Après le rejet d’ACTA, mettons au placard Hadopi

Le rejet du traité ACTA par le Parlement Européen est un grand succès pour la démocratie. Alors que la crise sert d’excuse systématique au contournement, voire à la négation, de la volonté des peuples dans la maitrise de leur propre destin, ce vote nous montre qu’une mobilisation citoyenne ambitieuse peut remporter d’impressionnantes victoires.

Il faut d’ailleurs saluer le travail et la mobilisation engagés depuis trois ans par les associations de citoyens et les ONG. Elles ont su mobiliser l’opinion publique par delà les clivages partisans contre un traité qui avait été négocié en secret et qui entendait bien être voté à l’abri du regard critique des peuples.

Notre mouvement s’est constamment opposé à ce traité. Celui-ci représentait une menace tant pour les libertés individuelles que pour le progrès social, culturel et humain que porte la révolution numérique. Justifié et légitime dans son principe, le droit de propriété intellectuelle y est dévoyé vers une privatisation de la connaissance, une confiscation de la culture et une limitation systématique des libertés individuelles.

Incapables d’accepter et de proposer de nouveaux modèles susceptibles d’allier les nécessités économiques avec les avancées considérables permises par la révolution numérique dans l’accès et le partage du savoir, les lobbys diabolisent les internautes. Les multinationales trouvent dans le pouvoir politique un idiot utile prompt au conservatisme. Pire, ce traité institutionnalisait une extension des abus de ce droit de propriété en condamnant la production par les pays pauvres de médicaments indispensables aux soins de leur population à des prix abordables. Plus que réactionnaire, ACTA était donc criminel.

Devant ce premier succès, il faut pourtant rester vigilant. En effet le rejet du Parlement Européen n’a malheureusement pas enterré le traité définitivement. Les règles de la technocratie européenne laissent toujours à son pouvoir les moyens de contourner les décisions du Parlement, la seule instance démocratique de Bruxelles. La Commission a d’ores et déjà demandé à la Cour de Justice de l’Union européenne son avis sur la conformité du traité, et Karel de Gucht, commissaire au Commerce, a annoncé, après quelques « éclaircissements » un deuxième vote. Il importe de rester sur nos gardes car la technocratie européenne nous réserve souvent de mauvaises surprises.

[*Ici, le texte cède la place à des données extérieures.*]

PR #838, opened 2022-01-13
Unit tests for mail.ts

TrevorJoelHarris:
An initial set of tests for openMailItem for now, curious to see if anyone has comments or suggestions


packages/teams-js/test/public/mail.spec.ts
```diff
@@ -0,0 +1,325 @@
...
+
+    it('should not allow calls from settings context', async () => {
+      await utils.initializeWithContext('settings');
+
+      await mail
+        .openMailItem(openMailItemParams)
+        .catch(e =>
+          expect(e).toMatchObject(
+            new Error('This call is only allowed in following contexts: ["content"]. Current context: "settings".'),
+          ),
```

Notre vigilance doit aussi se porter envers les nouveaux combats à mener sur les libertés numériques. Le rejet d’ACTA est un sujet primordial qui annonce d’autres lois à venir, notamment en France. Neutralité du net, droit à l’anonymat… et bien sûr abrogation de la loi Hadopi. Le vote des députés européens français et les réactions que le rejet d’ACTA a suscitées dans notre pays sont d’ailleurs riches d’enseignements !

La moitié des votes en faveur d’ACTA ont été le fait de député français, ci-devant UMP ou Radicaux Valoisiens. Belle image pour la patrie de l’exception culturelle que cette confirmation par les inventeurs d’Hadopi de leur aveuglement forcené ! Nul doute que l’UMP, les centristes et les amis de Jean-Louis Borloo n’auront rien d’autre à proposer au cours de la prochaine mandature que la poursuite de la défense systématique des lobbies et de la chasse aux internautes.

La réaction du Parti Socialiste est plus subtile mais non moins inquiétante. Si le vote des élus socialistes contre ACTA va dans le bon sens, on ne peut que remarquer le silence assourdissant du gouvernement. Fleur Pellerin, ministre déléguée à l’économie numérique n’a réagi que 20 heures après la décision, sur un ton sibyllin que chacun sera libre d’interpréter à sa propre discrétion. Quant à Mme Filippeti, ministre de la Culture ? Rien ! Pendant la campagne, le Parti Socialiste s’est bel et bien opposé à ACTA et à l’Hadopi mais sans avoir aucune solution concrète à donner.

La position de Debout la République a toujours été claire. DLR reste plus déterminé que jamais. Nous défendrons farouchement la neutralité du net et du droit à l’anonymat des internautes afin de garantir la liberté des échanges. Nous militons pour l’abrogation immédiate d’Hadopi et son remplacement par une licence globale prélevée sur les fournisseurs d’accès à internet pour rémunérer comme il se doit les artistes. Surtout, nous promouvrons systématiquement les politiques qui permettent à la révolution numérique de réaliser ses promesses d’ouverture, de diffusion, d’expression des connaissances, du savoir, de l’information et des opinions.